Could the data underneath be repeated exactly, in full?

> [Data for processing]:
------------------------------

PR #473, opened 2021-12-10
rj/py dependency

jordens:
- py, hitl: miniconf dependency


ryan-summers:
bors cancel

ryan-summers (changes requested):
Can you also update the `book/src/usage.md` document to point users to installing the stabilizer package instead of using `requirements.txt`?

PR #475, opened 2021-12-13
Adding settings republish support

ryan-summers:
This PR updates Stabilizer to use miniconf 0.3, which automatically publishes the settings structure on startup over MQTT.

TODO:
- [x] Release `minimq` as a patched 0.5.1 version to incorporate handling of full network buffering.
- [x] Release idsp to support new miniconf versions, remove patch

### DIFF
--- a/src/bin/dual-iir.rs
+++ b/src/bin/dual-iir.rs
@@ -50,7 +50,6 @@ use stabilizer::{
     net::{
         data_stream::{FrameGenerator, StreamFormat, StreamTarget},
         miniconf::Miniconf,
-        serde::Deserialize,
         telemetry::{Telemetry, TelemetryBuffer},
         NetworkState, NetworkUsers,
     },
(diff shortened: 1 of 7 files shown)


src/bin/dual-iir.rs
```diff
@@ -68,7 +67,7 @@ const BATCH_SIZE: usize = 8;
 // 128, there is 1.28uS per sample, corresponding to a sampling frequency of 781.25 KHz.
 const SAMPLE_TICKS_LOG2: u8 = 7;
 
-#[derive(Clone, Copy, Debug, Deserialize, Miniconf)]
```
jordens, line 71: Just a note: I was about to ask why we don't eagerly derive things. But then I looked closer and the serde traits are actually not "common traits" [Types eagerly implement common traits (C-COMMON-TRAITS)](https://rust-lang.github.io/api-guidelines/interoperability.html#types-eagerly-implement-common-traits-c-common-traits)

jordens (approved):

jordens:
Ah. While this was pretty small code-wise, it is big on user impact. Should definitely get some mention in the CHANGELOG. @ryan-summers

------------------------------

> [Task solution]:
PR #473, opened 2021-12-10
rj/py dependency

jordens:
- py, hitl: miniconf dependency


ryan-summers:
bors cancel

ryan-summers (changes requested):
Can you also update the `book/src/usage.md` document to point users to installing the stabilizer package instead of using `requirements.txt`?

PR #475, opened 2021-12-13
Adding settings republish support

ryan-summers:
This PR updates Stabilizer to use miniconf 0.3, which automatically publishes the settings structure on startup over MQTT.

TODO:
- [x] Release `minimq` as a patched 0.5.1 version to incorporate handling of full network buffering.
- [x] Release idsp to support new miniconf versions, remove patch

### DIFF
--- a/src/bin/dual-iir.rs
+++ b/src/bin/dual-iir.rs
@@ -50,7 +50,6 @@ use stabilizer::{
     net::{
         data_stream::{FrameGenerator, StreamFormat, StreamTarget},
         miniconf::Miniconf,
-        serde::Deserialize,
         telemetry::{Telemetry, TelemetryBuffer},
         NetworkState, NetworkUsers,
     },
(diff shortened: 1 of 7 files shown)


src/bin/dual-iir.rs
```diff
@@ -68,7 +67,7 @@ const BATCH_SIZE: usize = 8;
 // 128, there is 1.28uS per sample, corresponding to a sampling frequency of 781.25 KHz.
 const SAMPLE_TICKS_LOG2: u8 = 7;
 
-#[derive(Clone, Copy, Debug, Deserialize, Miniconf)]
```
jordens, line 71: Just a note: I was about to ask why we don't eagerly derive things. But then I looked closer and the serde traits are actually not "common traits" [Types eagerly implement common traits (C-COMMON-TRAITS)](https://rust-lang.github.io/api-guidelines/interoperability.html#types-eagerly-implement-common-traits-c-common-traits)

jordens (approved):

jordens:
Ah. While this was pretty small code-wise, it is big on user impact. Should definitely get some mention in the CHANGELOG. @ryan-summers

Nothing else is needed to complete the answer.